From our 5th Annual Symposium: Advice to Trainees and Mentors

Top left to right: Markos Koutmos, Sara Aton, Chris Lima, and Kevin Weeks; bottom left to right: Feng Zhang, Tracy Johnson and Brenda Bass.

At the panel discussion of our 5th Annual Symposium held March 25–26, 2021, we asked the keynote speakers for advice for trainees and mentors. Brenda Bass from the University of Utah, Tracy Johnson from UCLA, Chris Lima from Sloan Kettering Institute, Kevin Weeks from University of North Carolina, and Feng Zhang from MIT drew from their personal experiences and shared best practices to become successful scientists. The discussion was led by University of Michigan faculty Sara Aton (Molecular, Cellular, and Developmental Biology) and Markos Koutmos (Chemistry and Biophysics), both members of the Center’s Executive Committee.
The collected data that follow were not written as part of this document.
PR #11577, opened 2024-09-25
fix(cors): append lambda logs header in the CORS headers list

webdev51:
## Motivation
During the implementation of the invoke function feature in the web app, lambda `invoke` call with `"LogType": "Tail"` option was setting a header `x-amz-log-type` causing a CORS error because this header is not in the CORS allowed headers list

## Changes
This PR adds the `x-amz-log-type` header to the list so the CORS error goes away


dfangl (approved):
Lgtm, thanks for adding it!

PR #26, opened 2018-01-16
fixed index into list pmap potential field

violetguos:
the indices/ranges of ```pmap``` are not casted to integers, minor issue. Please review my pull request and changes in my cloned repository. Thank you.


AtsushiSakai:
@violetguos Hi. thank you for your contribution again 😃
I think these variable are always integers, so I think we don't need to cast it.
Because, wx, wy came from round function, and ix, iy came from range function.
What do you think it?

AtsushiSakai:
Could you please let me know your versions of python and mac OS.
In my env, it doesn't happen..

violetguos:
Sorry I was running it in Python 2.7. It is now working when compiled in Python 3.6. Thank you for your reply!

AtsushiSakai:
@violetguos OK. Thank you so much for trying my project. If there are any issues, let me know😃.

PR #35, opened 2018-01-31
Jacobian computation in  model_predictive_trajectory_generator.py

yasnem:
Mistake in computation of the Jacobian.


AtsushiSakai:
@yasnem Thank you for your contribution. You are right. I appreciate your work.

PR #44, opened 2018-03-14
Fixed occasional math domain error

daniel-s-ingram:
Within the first ten or so iterations, taking the square root of an extremely small negative number was attempted, resulting in a math domain error.


AtsushiSakai:
@daniel-s-ingram Thank you for good PR.

daniel-s-ingram:
No problem!

PR #48, opened 2018-03-22
Fixed issue with float index for Python 2

daniel-s-ingram:
The floor function in Python 2 returns a float, leading to an index error in some cases. Converted indexes explicitly to ints.

### DIFF
--- a/Mapping/raycasting_grid_map/raycasting_grid_map.py
+++ b/Mapping/raycasting_grid_map/raycasting_grid_map.py
@@ -50,7 +50,7 @@ def atan_zero_to_twopi(y, x):
 
 def precasting(minx, miny, xw, yw, xyreso, yawreso):
 
-    precast = [[] for i in range(round((math.pi * 2.0) / yawreso) + 1)]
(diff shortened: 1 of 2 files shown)


AtsushiSakai:
@daniel-s-ingram Thank you so much for contributing again.
Let me ask one thing. 
Do you think the repository should work in Python2?
I don't want to do that... because the code becomes complicated.
The main purpose of this repo is for understating the algorithm's basic idea.

daniel-s-ingram:
I think compatibility with Python 2 would be great to have for people who want to learn the algorithms but don't have Python 3 or its libraries installed due to potential conflicts with their own projects. If it's okay with you, I can keep fixing small issues like this without making the code any more complicated beyond the small changes I've been making.

AtsushiSakai:
@daniel-s-ingram OK. I think this PR doesn't make the code so complicated. I will merge this PR. Thank you for your work again!!

daniel-s-ingram:
Thank you - great repo, by the way!

PR #53, opened 2018-03-27
analytic jerk calculation in frenet_optimal_planner.py

jwdinius:
The previous implementation of the frenet optimal planner used a finite difference of acceleration for the jerk calculation.  I've updated the planner to use analytical jerk calculations using the time derivatives of polynomials.


AtsushiSakai:
@jwdinius Thank you for great PR again. I appreciate your work 😃.  I added your name to README.md as an author of this repo. Thank you for your contribution again!!.

PR #62, opened 2018-06-03
Update extended_kalman_filter.py

minxuanjun:
Jacoby's formula is wrong,for lacking u


AtsushiSakai:
Thank you for your contribute. Yes, you are right. 
The jacobian matrix seems to be wrong. But I found an another problem.
Please check latest version of the code.

PR #63, opened 2018-06-03
Update extended_kalman_filter.py

minxuanjun:
Jacoby's formula is wrong

### DIFF
--- a/Localization/extended_kalman_filter/extended_kalman_filter.py
+++ b/Localization/extended_kalman_filter/extended_kalman_filter.py
@@ -87,7 +87,7 @@ def jacobF(x, u):
         [1.0, 0.0, -DT * u1 * math.sin(yaw), DT * u1 * math.cos(yaw)],
         [0.0, 1.0, DT * math.cos(yaw), DT * math.sin(yaw)],
         [0.0, 0.0, 1.0, 0.0],
-        [0.0, 0.0, 0.0, 1.0]])
+        [0.0, 0.0, 0.0, 0.0]])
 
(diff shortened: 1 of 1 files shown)


AtsushiSakai:
@minxuanjun Thank you for your contribution.
Could you please explain why the element should be 0?
I think v_{t+1} = v{t}, so dv(t)/dv = 1.0.

minxuanjun:
@AtsushiSakai , because your matrix F[3,3]==0

minxuanjun:
@AtsushiSakai  I think x and u are different state variable , d(f(x,u))/dx  and d(f(x,u))/dx should be separated.

AtsushiSakai:
@minxuanjun  Based on wikipedia article, the state equation f(x,u) seems to include both matrixs. Extended Kalman filter - Wikipedia https://en.wikipedia.org/wiki/Extended_Kalman_filter 
And the jacobian is differentiated by both current x and u.
Do you have any reference about your idea?

minxuanjun:
@AtsushiSakai  I reference the chapter7 of Probabilistic robot。

AtsushiSakai:
@minxuanjun I think the difference came from noise modeling. In my case, I assume that gaussian noise is added to state, not input for simplicity. In the Probabilistic Robotics, they assume noise is added to input.

minxuanjun:
@AtsushiSakai thank you.

AtsushiSakai:
@minxuanjun Thank you so much too for taking your time. I appreciate good disquisition with you.

PR #66, opened 2018-06-07
Adding Informed RRT Star Path Planner

karanchawla:
Based on the current implementation of the RRT Star planner in this repo, this PR adds Informed RRT Star based on the following research paper: https://arxiv.org/pdf/1404.2334.pdf

This method basically restricts the sampling space to an ellipse and gives a more optimal solution as compared to RRTStar.


AtsushiSakai:
@karanchawla Interesting!!. I will check your new code. Thank you.

karanchawla:
Do you think it'll be better if all the sampling-based planners are refactored into a separate sub-library of their own? I think it'll be better for the users to make sense of the code and also easier to refactor and integrate with other projects.

PR #69, opened 2018-06-14
Batch Informed Trees

karanchawla:
Reference: https://arxiv.org/pdf/1405.5848.pdf

Implements the ^paper. Uses a combination of graph search techniques to delay connection of nodes(since that is an expensive operation, mostly because of collision checking) and uses informed heuristics to intelligently sample the free space. 

Possible improvements: Performance and pruning the tree(Authors mention it's not important and is an expensive operation) Hence, this part is not included in the current PR.


AtsushiSakai:
@karanchawla Thanks again!! I will check it later.

PR #75, opened 2018-07-03
Astar logic update

tsaoyu:
Correct the logic on successor node cost. The *f* cost the successor node should be *g* cost of successor node plus *h* cost to the **goal**. Here your *g* cost is the same as tentative (*t*) cost which is correct, however the *f* cost is not. More see in [pseudocode](http://mat.uab.cat/~alseda/MasterOpt/AStar-Algorithm.pdf)<sup>1</sup> and [psedocode](https://gist.github.com/damienstanton/7de65065bf584a43f96a#file-astar-txt-L25)<sup>2</sup>. 

Other correct are small typo corrections.

<sup>1</sup>: line 16

<sup>2</sup>: line 25

### DIFF
--- a/PathPlanning/AStar/a_star.py
+++ b/PathPlanning/AStar/a_star.py
@@ -27,7 +27,7 @@ class Node:
         return str(self.x) + "," + str(self.y) + "," + str(self.cost) + "," + str(self.pind)
 
 
-def calc_fianl_path(ngoal, closedset, reso):
+def calc_final_path(ngoal, closedset, reso):
     # generate final course
     rx, ry = [ngoal.x * reso], [ngoal.y * reso]
     pind = ngoal.pind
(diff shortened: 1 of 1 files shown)


PathPlanning/AStar/a_star.py
```diff
@@ -105,10 +105,10 @@ def a_star_planning(sx, sy, gx, gy, ox, oy, reso, rr):
             if tcost >= node.cost:
                 continue  # this is not a better path
 
-            node.cost = tcost
-            openset[n_id] = node  # This path is the best unitl now. record it!
+            node.cost = tcost + calc_heuristic(node, ngoal)
```
AtsushiSakai: @tsaoyu Is it correct?

tsaoyu: This is correct only if `node.cost` refers to *f* cost. I think I am wrong here, cost here is *g* cost.

tsaoyu:
Although it was a shame to admit there is some flaw in my logic, it is still interesting to explore what happens here and why it didn't fail to find the shortest path. The reason is the when heuristic distance was added twice on *g* cost, it essentially means the weight in heuristic function was doubled. 
In A* search, the heuristic function doesn't have to be the exact estimation, also leads to the finding of the shortest path.

PR #78, opened 2018-07-08
Add \eta^3 spline path to PathPlanning

jwdinius:
I found an interesting path generator that is geometrically continuous up to order 1 (the derivative is guaranteed continuous).  The reference is [here](https://ieeexplore.ieee.org/document/4339545).  I was able to code up the algorithm and recreate the test case presented.  I thought that you might like to add it to your repo.


AtsushiSakai:
@jwdinius Thank you for great PR!!

PR #80, opened 2018-07-10
Update the pi_2_pi function to a use of a modulo instead of two while.

AlexisTM:
Update the `pi_2_pi` function from two while implementation to a modulo.

Initial code: 

```python
    while(angle > math.pi):
        angle = angle - 2.0 * math.pi

    while(angle < -math.pi):
        angle = angle + 2.0 * math.pi

    return angle
```

New implementation:

```python
    return (angle + math.pi) % (2*math.pi) - math.pi
```


AtsushiSakai:
@AlexisTM Thank you for good PR!!

PR #478, opened 2022-01-19
Better notification when trying to carry too much

dolutattoo:
I made those changes on my server and this is very easier for player to understand what is wrong when trying to swap, buy, give or rob items.

This is also probably better for people because they won't have to handle the notification themself when using `Inventory.CanCarryItem`.

I added locales for each languages but only french is translated.

image

### DIFF
--- a/data/locales/cs.lua
+++ b/data/locales/cs.lua
@@ -50,6 +50,8 @@ return {
 	['cannot_perform'] = "Tuto akci nelze provést",
 	['cannot_carry'] = "Tolik toho neunesete",
 	['cannot_carry_other'] = "Druhý inventář toho tolik neunese",
+	['cannot_carry_limit'] = "You only can carry %s %s maximum",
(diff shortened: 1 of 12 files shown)


thelindat:
Can you squash these commits with a message like `refactor: carry limit notifications` or something.

dolutattoo:
> Can you squash these commits with a message like `refactor: carry limit notifications` or something.

I'm not sure that I can make PR with Fork, so I'm always doing that manually on github.com ^^
How can I squash them now?

thelindat:
> > Can you squash these commits with a message like `refactor: carry limit notifications` or something.
> 
> I'm not sure that I can make PR with Fork, so I'm always doing that manually on github.com ^^ How can I squash them now?

I'll take care of it for now, but I recommend at least setting a better commit message in the future since it's easier to track down specific changes.

PR #494, opened 2022-01-22
feat(Logs) Robbery logged with OpenPlayerInventory item swaps

Senlar:
This adds logging for when police or civilians access another players inventory and move items in or out. You may want to tweak this before merging to fit with the new DataDog integration. I haven't done that yet as I was still using the discord logging.

### DIFF
--- a/server.lua
+++ b/server.lua
@@ -199,6 +199,7 @@ ServerCallback.Register('swapItems', function(source, data)
 			local sameInventory = fromInventory.id == toInventory.id or false
 			local container = (not sameInventory and playerInventory.containerSlot) and (fromInventory.type == 'container' and fromInventory or toInventory)
 			local containerItem = container and playerInventory.items[playerInventory.containerSlot]
+			local robbery = nil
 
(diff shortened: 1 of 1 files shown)


Senlar (commented):
I think this adjustment will make it work with the new Datadog format

thelindat:
This would be better with a tag, rather than modifying the message IMO.

`'swapSlots', fromInventory.owner or fromInventory.id, toInventory.owner or toInventory.id`
Those are the existing tags; adding a robbery tag would look cleaner. I don't think there's much need for distinction between robbery and police confiscation but 🤷

Senlar:
The difference for me is I want to be able to tell if police or non-police are abusing the function. We have RP rules against people just going around and "pocket wiping" people but our police need to frequency take certain items to put into evidence before sending a criminal off to jail or back onto the streets. So that is why the distinction is important to us.

When I first wrote this I didn't have any concept on how datadog logs worked but now I see the tags and I agree that is the better way to do it.

thelindat:
I'll look at more default tags in the future.

PR #496, opened 2022-01-23
Adding deleteinventory export

ffpetrozzi:


antond15 (changes requested):
This will only delete the inventory from database.
You have to remove it from `Inventories` table too.

thelindat:
what

PR #511, opened 2022-02-02
Create ba.lua

katotekii:
here you go luke


data/locales/ba.lua
```diff
@@ -0,0 +1,86 @@
...
+	['ui_removeattachments'] = "Skini Dodatke",
+	-- Tooltip
+	['ui_durability'] = "Izdržljivost",
+	['ui_ammo'] = "Metci",
+	['ui_serial'] = "Serijski Broj",
+	['ui_components'] = "Komponente",
+	['ui_tint'] = "Tinta",
+	-- Useful controls
+	['ui_usefulcontrols'] = "Korisne kontrole",
+	['ui_rmb'] = "Item Contex Menu",
```
LukeWasTakenn, line 16: Perhaps instead of this just do "Item kontekst meni"?

data/locales/ba.lua
```diff
@@ -0,0 +1,86 @@
...
+	['ui_ctrl_lmb'] = "Brzo premjestite hrpu predmeta u drugi inventar",
```
LukeWasTakenn, line 17: Here you use "predmeta" but in most cases you use "item" so should really decide between the two

I think "predmet" is probably a better translation all around

data/locales/ba.lua
```diff
@@ -0,0 +1,86 @@
...
+	['ui_shift_drag'] = "Razdvoji na pola iteme",
```
LukeWasTakenn, line 18: Should be "Razdvoji iteme na pola"

LukeWasTakenn (changes requested):

katotekii (commented):
here you go

LukeWasTakenn:
Hvala punoo

PR #520, opened 2022-02-04
Drop and component fix

antond15:
- Fixed not opening drop inventory. This was caused by changed value in `PlayerData.id`.
- Fixed extended clip attachment for Combat MG Mk II.
- Removed some old debug stuff.

### DIFF
--- a/client.lua
+++ b/client.lua
@@ -672,6 +672,7 @@ local function updateInventory(items, weight)
 	end
 
 	client.setPlayerData('inventory', PlayerData.inventory)
+	TriggerEvent('ox_inventory:updateInventory', changes)
 end
 
 RegisterNetEvent('ox_inventory:updateSlots', function(items, weights, count, removed)
@@ -817,6 +818,7 @@ RegisterNetEvent('ox_inventory:setPlayerInventory', function(currentDrops, inven
 	plyState:set('invBusy', false, false)
 	plyState:set('invOpen', false, false)
 	PlayerData.loaded = true
+	TriggerEvent('ox_inventory:updateInventory', PlayerData.inventory)
 
 	Utils.Notify({text = shared.locale('inventory_setup'), duration = 2500})
 	local Licenses = data 'licenses'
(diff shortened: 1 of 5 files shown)


client.lua
```diff
@@ -672,7 +672,6 @@ local function updateInventory(items, weight)
 	end
 
 	client.setPlayerData('inventory', PlayerData.inventory)
-	TriggerEvent('ox_inventory:updateInventory', changes)
```
antond15, line 675: I am not 100% sure if this is left from testing `add` and `remove` options or if it's something with a similar purpose as `ox_inventory:currentWeapon`, for example.

thelindat: This is for other resources to listen for changes; can be used for add/remove functionality and metadata changes.

client.lua
```diff
@@ -706,7 +705,7 @@ RegisterNetEvent('ox_inventory:createDrop', function(drop, data, owner, slot)
 		drops[drop] = data
 	end
 
-	if owner == PlayerData.id and invOpen and #(GetEntityCoords(PlayerData.ped) - data.coords) <= 1 then
+	if owner == GetPlayerServerId(PlayerData.id) and invOpen and #(GetEntityCoords(PlayerData.ped) - data.coords) <= 1 then
```
thelindat, line 708: Did I end up storing PlayerData.source? If not then add that during init and use here.

modules/items/server.lua
```diff
@@ -121,39 +121,6 @@ local itemFormat = [[
...
-		local Players = ESX.GetPlayers()
-		for i = 1, #Players do
-			local i = Players[i]
-			--if not IsPlayerAceAllowed(i, 'command.refresh') then
-				local inv, ped = Inventory(i), GetPlayerPed(i)
-				local hash, curWeapon = GetSelectedPedWeapon(ped)
-				if not ignore[hash] then
-					curWeapon = Utils.GetWeapon(hash)
-					if curWeapon then
-						local count = 0
```
thelindat, line 136: This is part of detecting weapon cheats that I need to go back and rewrite; old code is left behind for quick reference.

thelindat:
Would be best to drop the commits rather than recommitting what was removed

Issue #375, opened 2021-12-13
Weapons in vehicles and reloading issues


frazz1234:
So if you DriveBy and need to reload, r put yourself in cinematic mode. So something in this script for desactivate this could be amazing! thanks

dunak-debug:
Could you please test this native to disable cinematic mode?

https://docs.fivem.net/natives/?_0xDCF0754AC3D6FD4E

frazz1234:
SO the native work, but for anyreason... the gun is holstered and have to take it back

thelindat:
I'll look at drivebys another time, but it's always been awkward to get working properly.

Issue #534, opened 2022-02-09
Vehicles' weapons


0xDEMXN:
**Describe the bug**
Vehicles' weapons are not working at all, @DokaDoka hinted it *may be* something related to `SetWeaponsNoAutoswap`
I'll let this up to anyone who want to look into it.

PR #542, opened 2022-02-12
New ammo logic

0xDEMXN:
I don't know if you actually want this, this is not a breaking change but logic behind ammo changes a little bit.

- Ammos are now 'ammo packs' or 'magazines' that load up weapons based on a multiplier
- You can stack ammo in the weapon up to an hardcap
- Uses GTA standard reloading

Basically, no more single bullets being reloaded everytime you go from full clip to 0 and all the logic that came with it.
I did this because I personally like it a lot more but this also fixes:
#375 
#534


thelindat:
I specifically made the ammo system because I don't like loading a million bullets into a single gun.

thelindat:
I don't really like how it's being handled here. I'm working on this stuff now since it's become enough of a nuisance, but it's more than a few native changes (I need to re-enable the weapon wheel and disable inventory weapons when using a weaponised vehicle).

0xDEMXN:
> I don't really like how it's being handled here. I'm working on this stuff now since it's become enough of a nuisance, but it's more than a few native changes (I need to re-enable the weapon wheel and disable inventory weapons when using a weaponised vehicle).

Ok cool I'll let you the hard work then

PR #552, opened 2022-02-15
feat: disable action mode and firing without aiming

0xDEMXN:
"features nobody asked for and where to find them" in bookstores anytime soon™


client.lua
```diff
@@ -971,6 +971,9 @@ RegisterNetEvent('ox_inventory:setPlayerInventory', function(currentDrops, inven
 			if currentWeapon then
 				DisableControlAction(0, 140, true)
 
+				if not IsPlayerFreeAiming(PlayerData.id) then DisablePlayerFiring(PlayerData.id, true) end
```
thelindat, line 974: Maybe tie this to a new convar?

thelindat (changes requested):

PR #557, opened 2022-02-18
Add useful command for police (weapondetails)

lush0n3:


LukeWasTakenn:
I feel like this should be part of police job and not really the inventory

PR #562, opened 2022-02-19
Support limit when converting items from old db

root-dm:


thelindat:
This had some issues so I didn't add it, but I've removed limit anyway.

PR #564, opened 2022-02-20
fix(stash): export issue

PsychoShock:


LukeWasTakenn:
How does this fix the exports issue? Just start the inventory after loading the config, I don't see how this accomplishes anything.

PsychoShock:
If someone had the inventory before the new update, `config.cfg` was starting the inventory script. Now with the new update, you need to start the inventory in the `server.cfg`. Not a "issue", just for people that was using a custom `config.cfg`.

PR #578, opened 2022-03-01
improvement: necessary dependencies

hyprell:
Added two more dependencies to fxmanifest.lua, inventory doesn't work properly without these resources. Also it will force resources to be started before inventory to prevent additional errors and bugs.

### DIFF
--- a/fxmanifest.lua
+++ b/fxmanifest.lua
@@ -16,7 +16,6 @@ dependencies {
 	'/server:5181',
 	'/onesync',
 	'oxmysql',
-	'es_extended',
 	'ox_lib'
 }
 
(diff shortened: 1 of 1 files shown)


LukeWasTakenn:
ah yes, push commits going for standalone over the past month just to add es_extended as a dependency in the fxmanifest, nice.

hyprell:
when it will be standalone remove it, but as far as I know, it doesn't work standalone right now

thelindat:
> when it will be standalone remove it, but as far as I know, it doesn't work standalone right now... I will remove it, but ox_lib still needs to be included in fxmanifest.lua

I’ve been using the inventory without ESX for a month. Lib was removed from the manifest because a. I have my own dependency checks and b. Having to restart 4 resources on my server whenever I restart lib during development is a shitshow.

PR #559, opened 2017-12-02
Fix #447

### LINKED ISSUE #447: 1.12-RC1: liferea doesn't honor "-w hidden" or "--mainwindow-state=iconified" anymore
This is a copy of bug 844262¹ reported in Debian:

++
Dear Maintainer,
to run liferea I use an application autostart entry in Xfce. Command: 'liferea -w hidden'. This used to start liferea with just the tray icon visible. But the current version starts with
visible main window. 

Same effect when launching from command line:

```
wolfgang@pitr:~$ liferea -w hidden
(liferea:8810): Gtk-WARNING **: Failed to get the GNOME session proxy: The name org.gnome.SessionManager is not owned
(liferea:8810): Gtk-WARNING **: Theme parsing error: gtk-widgets.css:1214:18: Not using units is deprecated. Assuming 'px'.
(WebKitWebProcess:8824): Gtk-WARNING **: Theme parsing error: gtk-widgets.css:1214:18: Not using units is deprecated. Assuming 'px'.
```
Using the option --mainwindow-state=iconified instead of hidden also has no effect.

++

After a minor check I can add the following on my own KDE system:
Interesting, on my system, the hidden option is honored when I have the Tray Icon disabled (which means I can't see liferea anywhere). Once I enable the plugin, liferea shows as you describe.

¹ https://bugs.debian.org/844262

Jipok:
https://github.com/lwindolf/liferea/issues/447

### DIFF
--- a/plugins/trayicon.py
+++ b/plugins/trayicon.py
@@ -113,10 +113,6 @@ class TrayiconPlugin (GObject.Object, Liferea.ShellActivatable):
         self.minimize_to_tray_minimize_handler = self.window.connect("window-state-event",
                                                                      self.window_state_event_cb)
 
-        # show the window if it is hidden when starting liferea
-        self.window.deiconify()
-        self.window.show()
-
         feedlist = self.shell.props.feed_list
         self.feedlist_new_items_cb(feedlist)
         sigid = feedlist.connect("new-items", self.feedlist_new_items_cb)


Jipok:
I have not been using rss for two years now :)

lwindolf:
@Jipok Thank you for the feedback!!!

PR #567, opened 2017-12-09
Update fi.po

artnay:


lwindolf:
Thank you for the update!!!

Issue #259, opened 2015-10-06
Feed update setting: Respect server’s cache settings


Aeyoun:
Currently, the user must make a choice for how often a feed should be updated. However, not all feeds are created equal. Some sites update several times per hours and others only once a week or once a month.

I’d like to see a new option where users choose the max age they want to accept or feeds beore rechecking, and otherwise defer to the feeds‘ `Cache-Control: max-age=seconds` HTTP header to see how often it should be updated. I could imagine the UI looking like this:

    [X] Update feeds as often as indicated by the server,
        but at least every [ Interval in days drop-down ].

In an ideal world, users would waste less of their own and the servers’ bandwidth and only frequently pull the feeds that need to be updated often deferring the rest to slower refresh cycles.

Just a request from an admin on a site with a lot of feeds that are updated at different frequency and cache settings but also observe Liferea users pull in every feed every hour regardless of the suggested cache options.

lwindolf:
Closing this feature request.

PR #580, opened 2017-12-31
Fix cache revalidation, source suggested update interval from average of rss2:ttl, syn:update*, and Cache-Control: max-age

da2x:
The Cache-Control: max-age header field contains the number of seconds a response  is considered fresh. This suggests a default update interval similar to syn:* and channel/ttl.

This implementation looks at syn:updatePeriod/updateFrequency, ttl, and maxage (minus any Age header); and uses the average suggested update time from all three time sources (whichever is set). Fixes an issue where syn namespace wasn’t used if updateFrequency appeared above updatePeriod in the feed (as it would in most alphanumerically sorted feeds).

A new 5 minute minimum suggested update interval is enforced.

The definition of syn:updateFrequency:monthly is changed from 31 to 30 days (much more common).

https://tools.ietf.org/html/rfc7234#section-5.2.2.8
https://tools.ietf.org/html/rfc7234#section-4.2.3

Resolves issue #259.

### DIFF
--- a/src/net.c
+++ b/src/net.c
@@ -49,6 +49,9 @@ network_process_callback (SoupSession *session, SoupMessage *msg, gpointer user_
 	updateJobPtr	job = (updateJobPtr)user_data;
 	SoupDate	*last_modified;
 	const gchar	*tmp = NULL;
+	GHashTable	*params;
+	gint		maxage;
+	gint		age;
 
 	job->result->source = soup_uri_to_string (soup_message_get_uri(msg), FALSE);
 	if (SOUP_STATUS_IS_TRANSPORT_ERROR (msg->status_code)) {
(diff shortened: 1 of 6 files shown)


da2x:
The fixes in commits a51bc58  and eddde30 are bugfixes addressing incorrect behavior in master and not just this branch.

@lwindolf, I realize the lack of tests in the codebase slows down integration of this pull request and #581. Do let me know if you have any questions, though.

da2x:
Anything I can do to help move this forward, @lwindolf?

lwindolf:
@da2x Argh... totally missed this PR. I'm so sorry!

I just need to test. For changes in the updating code it usually is best to run using them one week to look out for crashes/corruptions/leaks.

What I'd like to do for such changes is to encapsulate the business logic in a method and do write a unit test for it. The thing is unit testing is actually preventing by this mad C style automake static library building. It almost impossible to link 2 or 3 source files to the Glib test exec without 3 million unresolved symbols...

lwindolf:
Merged this for now. Will check for stability for now.

PR #581, opened 2017-12-31
Fix redirect location updates, and add HTTP 308 (RFC 7538) support

da2x:
New `network_process_redirect_callback` handles updating source locations for HTTP 301 and 308 permanent redirects. There are no practical differences between these two status codes for Liferea.

> This status code is similar to 301 (Moved Permanently) RFC7231, Section 6.4.2, except that it does not allow changing the request method from POST to GET.

https://tools.ietf.org/html/rfc7538#section-3

This replaces pull request #576.

### DIFF
--- a/src/net.c
+++ b/src/net.c
@@ -43,6 +43,28 @@ static gchar	*proxyusername = NULL;
 static gchar	*proxypassword = NULL;
 static int	proxyport = 0;
 
+
+static void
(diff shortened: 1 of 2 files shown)


da2x:
(Sorry for not adding tests. Thanks for merging!)

lwindolf:
Don't worry!

PR #583, opened 2017-12-31
Add aria2 and Transmission (Gtk) to the list of download tools

da2x:
Adds support for megalinks, Magnet URIs, BitTorrent, and other download descriptors. Both aria2 and Transmission are active and maintained projects.


lwindolf:
Good idea. Especially transmission is a widespread tool.

GreenLunar:
Why download managers are hardcoded?

lwindolf:
No special reason. One advantage is that you can later on fix the command for all users. Which for Mozilla and Firefox was necessary roughly 5 times. Without hard-coding you could not have helped everyone downstream.

PR #584, opened 2018-01-01
Clean out dead sites and redirects in OPML files

da2x:
Adds a new Norwegian OPML.

Also, gives everyone a better first-time experience by removing dead websites and relinking all permanent redirects. More sites now default to HTTPS.


lwindolf:
Awesome security work! Thanks wanted to do this for a long time, but never found the time.

da2x:
I thought of automating this, but unfortunately this has to be done manually to confirm that sites haven’t turned into linkfarms or redirect to adult content.

PR #585, opened 2018-01-03
Remove LANG from User-Agent

da2x:
LANG (e.g. en_GB.UTF-8) serves no purpose in the User-Agent string and it unnecessarily leaks information about the user. Improves user privacy somewhat. (Should be included in `Accept-Language` header if anywhere.)


lwindolf:
Thanks for the contribution!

“Follow your passion” is a well-known recommendation, but it can take different meanings over time as you advance in your career. For example, a certain science might really speak to you and be really exciting, but you might find yourself alone on this path. In such a case, your passion might best be the leader. The advice is to take ownership of your path, and when it is not clear, trust that your passion will make things happen.

Passion is also contagious, and a mentor’s excitement transfers onto the mentees. A good connection between a mentor and a mentee is important in that a mentee needs a role model that they can admire so they accept advice from him or her. There is also a unique relationship between the mentor and each mentee. Each trainee has his/her own way of thinking, and it is the responsibility of the mentor to understand how his/her mentee processes information to best help the mentee. There is no formula across the board but leading by example, and staying empathetic, always applies.

As future leaders, trainees need to learn to inspire and manage people. Most universities offer mentor training programs, and mentors should provide mentoring opportunities to their trainees. Becoming a leader will also require the interpersonal skills to navigate conflicts.

Collaboration is key in RNA research where different disciplines must come together to explore the complexity of RNA biology. Scientists need to reach outside their labs and connect with other collaborators. Another recommendation is to stay curious, and to keep learning outside your field of expertise.

Communicating your science and research is another important responsibility. In addition to professional publications, a scientist must write grants, and promotional pieces. Mentors need to help trainees develop these skills, as well as encourage them to take workshops on communicating science, and practice by talking to non-scientists—friends, family—about their research.

You also have to be deliberate about career moves. As early as the third year of graduate studies, you can start thinking about strategies to be attractive to companies or desired academic labs and build a network.

Time management is a well-known recurring challenge. There is a lot of professional pressure to do things that might not directly relate to your interests. Academic service can be very demanding, and the advice is to pick one or two activities that are of deep interest and close to your own values, and politely decline others. The ability to say no, when necessary, is critical for success. It is particularly important for Assistant Professors who need to prioritize their research to receive tenure. Another advice is to clearly identify the things that only you can do, and delegate others.

It takes a lot of courage to be a scientist. By definition, the life of a scientist is one of successive failures, and of learning from these to advance research. The quest for funding can be a Sisyphean process, and repeated rejections are exhausting. It is therefore crucial not only to be very excited about your own research to sustain your interest, but also to balance work with hobbies and other passions. You also need to take the time to know yourself. If you’re not happy, changes are in order. The compromises that you need to make have to be carefully pondered. Know yourself! A complementary notion is to practice empathy and keep considering the point of view of others. Know others as well as yourself!

As these recommendations were provided, they also became great reminders to all of us to “walk the walk.” Peer pressure, deadlines, competition, and pandemics are all stressors that can derail anyone from following these best practices and intentions. Reminders such as a post-it note on your computer that says “No!”, and taking a day off work each week are good practices to identify and respect priorities, balance work/life, and align with personal values.

If all these recommendations together might feel like a tall order, there was something quite memorable in the delivery of these messages. The panelists are all accomplished scientists who grew up in parallel and have experienced first-hand all the challenges that scientists face. On “stage,” they were demonstrating collaboration and a collegial, supportive attitude, radiating a warmth and friendliness that kept the audience smiling. And this attitude might be the best advice of all!